Spanish police said they had uncovered a cache of 120 gas canisters at a house believed to be the bomb-making factory of suspects in terror attacks that claimed 14 lives, as Barcelona mourned victims of the rampage.
The suspected jihadists had been preparing bombs for “one or more attacks in Barcelona”, regional police chief Josep Lluis Trapero told reporters, revealing that traces of TATP explosive had also been found.
But the suspects accidentally caused an explosion at the house on the eve of Thursday’s attack in Barcelona — an error that likely forced them to modify their plans.
Instead, they used a vehicle to smash into crowds on Barcelona’s Las Ramblas boulevard as it was thronged with tourists, killing 13 people and injuring about 100.
Several hours later, a similar attack in the seaside town of Cambrils left one woman dead. Police shot and killed the five attackers in Cambrils, some of whom were wearing fake explosive belts and carrying knives.
The Islamic State (IS) group claimed responsibility for the attacks, believed to be its first in Spain.
Police are hunting a Moroccan man suspected of driving the van used in Barcelona, and warn that he could be at large outside Spain.
“We don’t know where he is,” said Trapero of the 22- year-old suspect, Younes Abouyaaqoub.
In the small town of Alcanar, investigators were combing the rubble of a house believed to be the suspects’ bomb factory, and where the gas canisters were uncovered.
A French retiree Martine Groby, who lived next door, told AFP of her regret in notifying police about her neighbours.

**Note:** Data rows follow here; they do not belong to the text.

PR #88, opened 2021-07-09
Lighting test JSON update

jugonzal07:
Made corrections for section, rule, and test ID values in the lighting test JSON


jugonzal07:
@charliepnnl I have merged in the updated ruletest engine code into this branch along with the lighting JSON changes. I think you should be good to continue your Rule development.

charliepnnl (approved):

PR #611, opened 2022-09-02
Update are_all_terminal_types_VAV.md

claperle:


supriyagoel (approved):

claperle:
Change name to indicate _or_Null?

docs/ruleset_functions/are_all_terminal_types_VAV.md
```diff
@@ -1,21 +1,21 @@
...
-**Description:** Returns TRUE if all of the terminal unit types input to this function are variable air volume (VAV). It returns FALSE if any of the terminal units are of a type other than variable air volume (VAV).   
+**Description:** Returns TRUE if all of the terminal unit types input to this function are variable air volume (VAV) or are equal to null. It returns FALSE if any of the terminal units are of a type other than variable air volume (VAV) or null.   
 
 **Inputs:**  
 - **B-RMR**: To evaluate if the terminal unit types are variable air volume (VAV).    
 - **terminal_unit_id_list**: List of terminal units to assess.  
 
 **Returns:**  
-- **are_all_terminal_types_VAV**: The function returns TRUE if all of the terminal unit types input to this function are variable air volume (VAV). It returns FALSE if any of the terminal units are of a type other than variable air volume (VAV).      
+- **are_all_terminal_types_VAV**: The function returns TRUE if all of the terminal unit types input to this function are variable air volume (VAV) or are equal to null. It returns FALSE if any of the terminal units are of a type other than variable air volume (VAV) or null.
```
mkarpman, line 10: @claperle why does it return TRUE if terminal unit type is null?

claperle: @mkarpman Because we agreed that for the terminals if it is equal to what it should be or not populated (i.e., null) then it would pass (i.e., equal true).

mkarpman: OK, I remember now. This is because in the RDS this function is always called after "if is_hvac_sys_fan_sys_VSD(B_RMR, hvac_b.id) == TRUE", so we are not requiring that VAV is defined both on system and terminal level. Perhaps add a note to this effect to this function to avoid future confusion, if you think it makes sense.

mkarpman (approved):

docs/ruleset_functions/are_all_terminal_types_VAV.md
claperle: @mkarpman Note added at the bottom of the RDS

PR #613, opened 2022-09-02
Rs/wx/is hvac sys cooling type fluid loop

weilixu:


rct229/ruleset_functions/baseline_systems/baseline_hvac_sub_functions/is_hvac_sys_cooling_type_fluid_loop.py
```diff
@@ -0,0 +1,42 @@
...
+    # Get the hvac system
+    hvac_b = find_exactly_one_with_field_value(
+        "$.buildings[*].building_segments[*].heating_ventilation_air_conditioning_systems",
+        "id",
+        hvac_b_id,
+        rmi_b,
+    )
+    # Check if hvac_b has preheat system
+    cooling_system = hvac_b.get("cooling_system")
+    if cooling_system:
```
charliepnnl, line 35: This is correct, but could be more succint:
```
is_hvac_sys_cooling_type_fluid_loop_flag =
    cooling_system and 
    cooling_system.get("chilled_water_loop") and
    cooling_system["cooling_system_type"] == COOLING_SYSTEM_TYPE.FLUID_LOOP
```
And then line 24 could also be deleted.

charliepnnl (approved):
Approved with one stylistic comment.
Also, the RDS should be updated to remove the use of _is_there_only_one_cooling_system()_ and the "_[0]_" from _hvac_b.cooling_system[0]_.

weilixu:
> Approved with one stylistic comment. Also, the RDS should be updated to remove the use of _is_there_only_one_cooling_system()_ and the "_[0]_" from _hvac_b.cooling_system[0]_.

Good catch - 

One thing is we decided to remove all `is_there_only_one xxx` functions since the data group is not array.

rct229/ruleset_functions/baseline_systems/baseline_hvac_sub_functions/is_hvac_sys_cooling_type_fluid_loop.py
weilixu: It seems:
```
cooling_system and 
    cooling_system.get("chilled_water_loop") and
    cooling_system["cooling_system_type"] == COOLING_SYSTEM_TYPE.FLUID_LOOP
```
returns `None` if `cooling_system` is `None` or `cooling_system.get("chilled_water_loop")` is `None`, which cannot be assign to the flag.

I was thinking to flip the default flag to `True` so the logic can be written in a more clean way, but give up because I don't want to alter the RDS.

charliepnnl: Good point about returning None.
How about:
``` 
cooling_system is not None and
cooling_system.get("chilled_water_loop") is not None and
cooling_system["cooling_system_type"] == COOLING_SYSTEM_TYPE.FLUID_LOOP
```
?

weilixu: True, this will work. I can condense the if statement to the one you proposed. Seems cleaner to me.

yunjoonjung-PNNL (approved):
It looks great to me. Thank you!

PR #631, opened 2022-09-06
Complete are_all_terminal_heating_loops_purchased_heating

weilixu:


yunjoonjung-PNNL (approved):
Looks great to me!

rct229/ruleset_functions/baseline_systems/baseline_hvac_sub_functions/are_all_terminal_heating_loops_purchased_heating.py
```diff
@@ -0,0 +1,63 @@
...
+    -------
+    bool
+        True: fluid loop associated with the heating_from_loop associated with each terminal unit is purchased heating
+        False: otherwise
+    """
+    are_all_terminal_heating_loops_purchased_heating_flag = True
+    purchased_heating_loop_list_b = []
+
+    external_fluid_sources = rmi_b.get("external_fluid_source")
+    if external_fluid_sources:
```
charliepnnl, line 26: An alternate way of getting this list would be:
```
purchased_heating_loop_list_b = [
    *find_all(f'external_fluid_source[*][?(@.type={EXTERNAL_FLUID_SOURCE.HOT_WATER})].loop, rmi_b),
    *find_all(f'external_fluid_source[*][?(@.type={EXTERNAL_FLUID_SOURCE.STEAM})].loop, rmi_b),
]
```

I am exploring an alternate Python jsonpath implementation that would further simplify something like this by allowing us to combine the two find_all expressions into one.
This alternate implementation is actively supported by Mark Borkum of PNNL.

rct229/ruleset_functions/baseline_systems/baseline_hvac_sub_functions/are_all_terminal_heating_loops_purchased_heating.py
```diff
@@ -0,0 +1,63 @@
...
+                external_fluid_source.get("type")
+                in [
+                    EXTERNAL_FLUID_SOURCE.HOT_WATER,
+                    EXTERNAL_FLUID_SOURCE.STEAM,
+                ]
+                and external_fluid_source.get("loop") is not None
+            ):
+                purchased_heating_loop_list_b.append(external_fluid_source["loop"])
+
+    for terminal_b_id in terminal_unit_id_list:
```
charliepnnl, line 38: The RDS is a bit sketchy at this point. It does not indicate to loop over the terminal_unit_id_list, but can see that they did mean to.

rct229/ruleset_functions/baseline_systems/baseline_hvac_sub_functions/are_all_terminal_heating_loops_purchased_heating.py
```diff
@@ -0,0 +1,63 @@
...
+        terminal_b = find_exactly_one_with_field_value(
+            "$.buildings[*].building_segments[*].zones[*].terminals",
+            "id",
+            terminal_b_id,
+            rmi_b,
+        )
+        heating_from_loop = terminal_b.get("heating_from_loop")
```
charliepnnl, line 45: Should we call this variable _heating_from_loop_id_?

rct229/ruleset_functions/baseline_systems/baseline_hvac_sub_functions/are_all_terminal_heating_loops_purchased_heating.py
```diff
@@ -0,0 +1,63 @@
...
+                heating_from_loop,
+                rmi_b,
+            )
+            if (
+                getattr_(fluid_loop, "fluid loop", "type") != FLUID_LOOP_TYPE.HEATING
+                or heating_from_loop not in purchased_heating_loop_list_b
+            ):
+                are_all_terminal_heating_loops_purchased_heating_flag = False
+                break
+        else:
```
charliepnnl, line 59: The RDS doesn't seem to explicitly include this else part.  I suspect that the RDS should be updated to include this case.

charliepnnl (approved):
Approved with comments

rct229/ruleset_functions/baseline_systems/baseline_hvac_sub_functions/are_all_terminal_heating_loops_purchased_heating.py
weilixu: Unfortunately it seems jsonpath_ng does not support OR operator.
I did a slight change to make it work in one line, let me know if you found other package that works withe alternate jsonpath.

```python
    purchased_heating_loop_id_list_b = [*find_all(f'(external_fluid_source[?(@.type=={EXTERNAL_FLUID_SOURCE.HOT_WATER})].loop) | (external_fluid_source[?(@.type=={EXTERNAL_FLUID_SOURCE.STEAM})].loop)', rmi_b)]
```

rct229/ruleset_functions/baseline_systems/baseline_hvac_sub_functions/are_all_terminal_heating_loops_purchased_heating.py
weilixu: This is the case when a terminal has no heating from loop and RDS seems to be missing this logic. I will add it to the document.

rct229/ruleset_functions/baseline_systems/baseline_hvac_sub_functions/are_all_terminal_heating_loops_purchased_heating.py
charliepnnl: Since you've combined the two find_all's into one, you no longer need to wrap it with [* ... ].

Correct, jsonpath-ng does not support an OR operator.
https://github.com/pacifica/python-jsonpath2 does support OR (most conveniently as a comma).  With this package, the find_all would be:
```
find_all(f"external_fluid_source[?(@.type=={EXTERNAL_FLUID_SOURCE.HOT_WATER}, @.type=={EXTERNAL_FLUID_SOURCE. STEAM})].loop")
```

charliepnnl (approved):

rct229/ruleset_functions/baseline_systems/baseline_hvac_sub_functions/are_all_terminal_heating_loops_purchased_heating.py
weilixu: Does the jsonpath2 supports AND operator? I find some use cases that may need to intersect two jsonpaths.

charliepnnl: Yes. Although I think we can do that using jsonpath-ng too by appending restrictions `[?(one_restriction)][?(another_restriction)]`

PR #632, opened 2022-09-06
Complete are_all_terminal_types_VAV

weilixu:


rct229/ruleset_functions/baseline_systems/baseline_hvac_sub_functions/are_all_terminal_types_VAV.py
```diff
@@ -0,0 +1,39 @@
...
+    are_all_terminal_types_VAV_flag = True
+
+    for terminal_b_id in terminal_unit_id_list:
+        terminal_b = find_exactly_one_with_field_value(
+            "$.buildings[*].building_segments[*].zones[*].terminals",
+            "id",
+            terminal_b_id,
+            rmi_b,
+        )
+        if (
```
charliepnnl, line 32: This could be simplified to
```
if terminal_b.get("type") != TERMINAL_TYPE.VARIABLE_AIR_VOLUME:
```
since if the type is None, then it is not TERMINAL_TYPE.VARIABLE_AIR_VOLUME:

charliepnnl (approved):
Approved with one comments for shortening the code.

PR #635, opened 2022-09-07
RS/YJ/RULE21-9

yunjoonjung-PNNL:
I'd appreciate it if you could review this PR. Thanks.


rct229/rules/section21/section21rule9.py
```diff
@@ -0,0 +1,80 @@
...
+
+    class HeatingFluidLoopRule(RuleDefinitionBase):
+        def __init__(self):
+            super(Section21Rule9.HeatingFluidLoopRule, self).__init__(
+                rmrs_used=UserBaselineProposedVals(False, True, False),
+            )
+
+        def get_calc_vals(self, context, data=None):
+            fluid_loop_b = context.baseline
+            pump_power_per_flow_rate = fluid_loop_b["pump_power_per_flow_rate"]
```
weilixu, line 73: It seems we need to add "pump_power_per_flow_rate" to the required field or using `getattr_`.

weilixu (approved):
Approved with one comment must be addressed and a stylistic comment.

rct229/rules/section21/section21rule9.py
yunjoonjung-PNNL: Fixed. Great catch!

rct229/rules/section21/section21rule9.py
```diff
@@ -0,0 +1,80 @@
...
+        # FIXME: replace with baseline_system_types = get_baseline_system_types(rmi_b) when get_baseline_system_types
+        #  is ready.
+        baseline_system_types = {
+            "SYS-7": ["hvac_sys_7"],
+            "SYS-12": ["hvac_sys_12"],
+        }
+        # if any system type found in the APPLICABLE_SYS_TYPES then return applicable.
+        return any(
+            [key in APPLICABLE_SYS_TYPES for key in baseline_system_types.keys()]
+        )
```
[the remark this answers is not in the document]
yunjoonjung-PNNL: Fixed. Thank you for letting me know!

rct229/rules/section21/section21rule9.py
```diff
@@ -0,0 +1,83 @@
...
+
+    def create_data(self, context, data):
+        rmi_b = context.baseline
+        boilers = find_all("$.boilers[*]", rmi_b)
+        loop_boiler_dict = {}
```
charliepnnl, line 52: The RDS is overly complicated here. It creates this dictionary and then only uses its keys.  It would be more straight forward to simply create a list of boiler loop ids.
```
boiler_loop_ids = find_all("boilers[*].loop", rmi_b)
```
@weilixu  What do you think?

rct229/rules/section21/section21rule9.py
```diff
@@ -0,0 +1,83 @@
...
+    "SYS-5",
+    "SYS-7",
+    "SYS-11.2",
+    "SYS-12",
+    "SYS-1A",
+    "SYS-7A",
+    "SYS-11.2A",
+    "SYS-12A",
+]
+PUMP_POWER_PER_FLOW_RATE = 19.0 * ureg("W/gpm")
```
charliepnnl, line 19: Would it make sense to call this `REQUIRED_PUMP_POWER_PER_FLOW_RATE`?  I think that would help the readability of the rule_check.

charliepnnl (approved):
Approved with some comments that should be considered

rct229/rules/section21/section21rule9.py
charliepnnl: In that case, the RDS should probably be updated to match.

yunjoonjung-PNNL: Fixed. Thank you for this comment. This is brilliant.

She comes only several times a year to her pink-painted villa but noticed that four men “who all speak French” had been in the house next door since April.
“They were very discreet, too discreet. The shutters were closed, there was no music, no children, no women,” she recalled.
“Sometimes they would stay just two days and they would leave. They said hello to me but never looked me in the eye,” added the 61-year-old pensioner.
She said that on Wednesday she was flung to the floor by a violent blast.
“I didn’t know they were terrorists. I thought it was our gas canister that exploded,” she said.
Traces of triacetone triperoxide (TATP) — a homemade explosive that is an IS hallmark — were also found at the house.
Investigators said they believe the terror cell comprised at least 12 men, some of them teenagers.
An imam, Abdelbaki Es Satty, is among the suspects, police confirmed.
He is believed to have radicalised youths in Ripoll, a small town at the foot of the Pyrenees, where several suspects — including Abouyaaqoub — grew up or lived.
Yesterday, police raided the imam’s apartment there.
Investigators are also looking for DNA traces to see if the imam may have been blown up in the explosion in Alcanar.
The imam was reportedly known to police, with Spanish media saying he had spent time in prison.
El Pais and El Mundo quoting anti-terror forces said the imam had met prisoners linked to the Al-Qaeda-inspired bombing of Madrid trains that killed 191 people in March 2004 in what remains the worst terror attack in Europe.
Nordeen El Haji, 45, who four months ago moved into the apartment that Satty occupied, said that “on Tuesday morning, (the imam) left saying that he was going on vacation to Morocco.”
“He spoke little, spent most of the time with his computer in his room, and had an old mobile phone with no internet, and few books,” said Satty’s flatmate.
In the Moroccan town of M’rirt, relatives of Abouyaaqoub accused the imam of radicalising the young man, as well as his brother Houssein.
“Over the last two years, Younes and Houssein began to radicalise under the influence of this imam,” their grandfather told AFP.
Most of the suspects are children of Moroccan immigrants, including Ripoll-born Moussa Oukabir, 17, one of five suspects shot dead in Cambrils. His older brother Driss is among the four arrested.
A cousin said Moussa “loved playing football, having a good time, chatting up girls”.